This just got a lot worst. We now need a private class just for filtering. If we wanted 100 filters, we'd need 100 private classes. This sucks. Not much better than just inheriting 100 classes from the Train class, either.

It would be nice if the lambda expression feature can handle this scenario, and it most definitely can.

Lambda expressions part two - lifting variables

Let's consider the following example, which is slightly modified from the lambda expression example above. Pay particular attention to the body of the lambda expression:

Module Module1
    Sub Main()
        Dim trains = PopulateTrains()
        Dim color = Console.Readline()
        Dim results = trains.Find(Function(c) c.Color = color)
        For Each t in results
            Console.WriteLine(t.ToString)
        Next
    End Sub
End Module

Notice that there's a subtlety here : the lambda expression is referring to a variable, color, which is not a lambda parameter, but is defined in Main. When this happens, the compiler generates code that is morally equivalent to the ColorFilter class, except we call the ColorFilter class a closure.

That is, the two examples are equivalent. The compiler provides powerful variable lifting services for you so that you can write code that refers to variables that are not in the scope of the lambda expression, and the compiler will "make it work".

You've seen the magic (we wrote the code in the ColorFilter class example!) - now you know what the compiler does.

Lambda expressions are extremely powerful : check out my Lambda expression article on MSDN magazine for more coverage.

Now, we really have a clean, good solution. I like what we have. But as usual, let's push on, and see what else we can do to make this even better.

Can we make it more general?

Everything we've done so far has been pretty cool, and I feel that we are converging on a good design. But let's continue to push further : we added a very general find method to the train class, but it feels like it's in the wrong place, since the act of finding elements is not necessarily restricted to finding train cars in trains.

We really want to add this method to the DoublyLinkedList class, so that the train class just gains the benefit of the find method, as well as any other class that uses the DoublyLinkedList class.

But what if we've already shipped the DoublyLinkedList class, and we can't modify the interface anymore? Or what if the DoublyLinkedList class belong to someone else (and we purchased the rights to the API library, for example)?
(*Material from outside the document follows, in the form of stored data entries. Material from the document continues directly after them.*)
PR #920, opened 2022-06-15
Remove unnecessary conditionals

jcoyne:

This makes it easier to read the code.  We never set these to anything except 'false', so we can just hardcode the values.  See https://github.com/sul-dlss/shared_configs/blob/common-accessioning-prod/config/settings/production.yml#L11-L12

CI

### DIFF
--- a/config/settings.yml
+++ b/config/settings.yml
@@ -8,8 +8,6 @@ assembly:
     - spec/test_input2
   cm_file_name: contentMetadata.xml # the name of the contentMetadata file
   stub_cm_file_name: stubContentMetadata.xml # the name of the stub contentMetadata file
-  overwrite_jp2: false # indicates if the jp2-create robot should overwrite an existing jp2 of the same name as the new one being created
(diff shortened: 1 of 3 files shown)


jcoyne:
@ndushay because I looked at the production configs and that's what we have set there.

andrewjbtw:
> PR looks fine. Question: how are you sure that we never set these to `true` ?
> 
> Also wondering if @andrewjbtw has any need for the overwriting functionality, even if it's not used now.

I'm very late to this, as it's now closed, but I think over time things settled on always using the same options for these two settings, after a period of trying them out different ways. The current settings make it possible for us to manually supply jp2s without them getting overwritten by the workflow step.

ndushay:
> > PR looks fine. Question: how are you sure that we never set these to `true` ?
> > Also wondering if @andrewjbtw has any need for the overwriting functionality, even if it's not used now.
> 
> I'm very late to this, as it's now closed, but I think over time things settled on always using the same options for these two settings, after a period of trying them out different ways. The current settings make it possible for us to manually supply jp2s without them getting overwritten by the workflow step.

Thanks for the reassurance!

PR #921, opened 2022-06-16
Notify about a path we think might be dead code

jcoyne:

We weren't seeing the messages from this path in the logs. Maybe this never happens?  If we don't see this notification in a few months, we can remove this code.

it wasn't! It's dead code 💀


ndushay (approved):
"How am I driving?  Call W-RIT-EAT-EST!"

PR #925, opened 2022-06-23
work with assembly-image without dpg processing methods

ndushay:

The DPG special folders way of accessioning is no longer used;  this PR removes the unneeded check for DPG folder convention.

specs and also Andrew is doing testing in stage environment.


spec/robots/assembly/jp2_create_spec.rb
```diff
@@ -497,8 +497,8 @@
                                                   administrative: { publish: false, sdrPreserve: false, shelve: false } },
                                                 { type: 'https://cocina.sul.stanford.edu/models/file',
                                                   externalIdentifier: 'https://cocina.sul.stanford.edu/file/661f8462-e0c2-49c4-b617-4d5c11a969b7',
-                                                  label: 'hh222cc3333_05_001.jp2',
-                                                  filename: 'hh222cc3333_05_001.jp2',
+                                                  label: 'hh222cc3333_00_001.jp2',
+                                                  filename: 'hh222cc3333_00_001.jp2',
```
ndushay, line 501: this test was failing without this change.  I think it's because of how the mocking was set up, but this was the easiest way to get it working.

lib/robots/dor_repo/assembly/jp2_create.rb
```diff
@@ -55,15 +55,10 @@ def create_jp2s(assembly_item, cocina_model)
...
-                        message = "WARNING: Did not create jp2 for #{assembly_image.path} -- since another JP2 with the same DPG base name called #{assembly_image.dpg_jp2_filename} exists"
-                        LyberCore::Log.warn(message)
-                        new_jp2_file_name(file_node, assembly_image.dpg_jp2_filename, assembly_image.path)
-                      elsif File.exist?(assembly_image.jp2_filename)
+          file_name = if File.exist?(assembly_image.jp2_filename)
                         # if we have an existing jp2 with the same basename as the tiff -- don't fail, but do log it
                         Honeybadger.notify('Does this path ever get hit in production?  If you see this error, ' \
-                                           "please write a test for this case in common-accessioning, presently it's not covered.", { image_path: img.path })
+                                           "please write a test for this case in common-accessioning, presently it's not covered.", { image_path: assembly_image.path })
                         message = "WARNING: Did not create jp2 for #{assembly_image.path} -- file already exists"
```
peetucket, line 62: I presume this `img.path` reference was broken before and we just never saw it

peetucket (approved):

lib/robots/dor_repo/assembly/jp2_create.rb
ndushay: yes, correct.

PR #930, opened 2022-06-28
add note about libvips to README

ndushay:

because common-accessioning now requires libvips.  (it used to require ImageMagick, but that was never documented.  Yay us.)


ndushay:
put this commit into PR #929 instead.

PR #945, opened 2022-07-07
Move the ContentMetadata code in from assembly-objectfile

jcoyne:

The only place that this code is used in DLSS is to convert stubContentMetadata.xml to contentMetadata.xml in this repo.  It's easier to manage if the code is where it is used.

Ci & integration tests


ndushay (approved):
great idea!  though it does make me ponder if building cocina structural would be usefully done in assembly-objectfile.  I think I've pondered that before and always landed on "no."

jcoyne:
> great idea! though it does make me ponder if building cocina structural would be usefully done in assembly-objectfile. I think I've pondered that before and always landed on "no."

Another alternative we could do here is to convert stubContentMetadata.xml right to the cocina API and skip the contentMetadata.xml step. That would allow us to throw all this code out.

ndushay:
Marking "Hold" for integration tests to be run.

jcoyne:
@ndushay I'm happy to run the integration tests, however we don't have an integration test for stubContentMetadata (the only path that uses this new code), so these paths won't be covered.

jcoyne:
Integration tests have successfully run.

PR #958, opened 2022-07-11
Use real files for testing

jcoyne:

Now that accessioning-objectfile raises an error when the files are bad, we need to have real files in place for testing

CI


ndushay (approved):
merge when green

PR #962, opened 2022-07-13
[refactor] Get rid of unused 'relative_path' option

jcoyne:
We never use this option, so we can simplify the code


ndushay (approved):
approving;  needs a rebase.

PR #966, opened 2022-07-13
[refactor] Remove FileSetBuilder

jcoyne:

This class is now so simple, we can replace it with a single line


ndushay (approved):

ndushay:
(I guess I mean pre-assembly)

PR #968, opened 2022-07-13
[refactor] Replace style with object type

jcoyne:

The style obfuscates what is happening and has no relevance in this repo

CI

### DIFF
--- a/lib/dor/assembly/content_metadata_from_stub.rb
+++ b/lib/dor/assembly/content_metadata_from_stub.rb
@@ -2,8 +2,6 @@
 
 module Dor
   module Assembly
-    VALID_STYLES = %i[simple_image simple_book file map 3d].freeze
-
     # This class generates content metadata XML from stubContentMetadata
     class ContentMetadataFromStub
       # Generates image content XML metadata for a repository object.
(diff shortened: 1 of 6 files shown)


lib/dor/assembly/content_metadata.rb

We need a way to extend the behavior of an existing class.

Extension methods

One of the most trivial ways we can "extend" the behavior of an existing class is to create a shared method that takes this class as the first parameter (sort of like the ADT way of doing things way before OOP became popular). Here's some code that will do just that:

Module DoublyLinkedListExtensions
    Public Function Find(Of TElement)(ByVal col As DoublyLinkedList(Of TElement), _
ByVal filter As Func(Of TElement, Boolean)) As DoublyLinkedList(Of TElement) Dim ret = New DoublyLinkedList(Of TElement) For Each c In col If filter(c) Then ret.InsertLast(c) End If Next Return ret End Function End Module

The implementation is pretty straight forward and is very similar to what you would do if you were to implement this function as an instance method (just like above).

You use this method like so:

Module Module1
    Sub Main()
        Dim t = PopulateTrains()
        Dim results = Find(t, Function(c) c.Color = "Red")
        For Each train in results
            Console.WriteLine(train.ToString)
        Next
    End Sub
End Module

This is how you would call the shared method. There are a couple of things with the shared method approach that are a bit lacking:

  1. We really want Find to be like an instance method on DoublyLinkedList. The shared method syntax obfuscates this.
  2. In this particular case, the type argument TElement is fixed by the element type for DoublyLinkedList, but there's no way the compiler knows this. We really want to tell the compiler that TElement should be inferred based on only the DoublyLinkedList's argument.

For example, here's what the tooltip and intellisense show:

shared_method

Notice that in this case, we have no idea what TElement is. As a result, when you are writing the lambda expression, you don't get intellisense:

shared_method_2

So while shared methods work, they don't really give the greatest user experience.

This is where extension methods come in. One of my team mates, Scott, has a series of articles on extension methods that are extremely well written and in-depth : I encourage you to check those out if you aren't too familiar with extension methods.

What I want to highlight is that extension methods have two very nice properties:

  1. You can "see" extension methods as if they were instance methods.
  2. A feature called partial type inference makes the intellisense scenarios amazing.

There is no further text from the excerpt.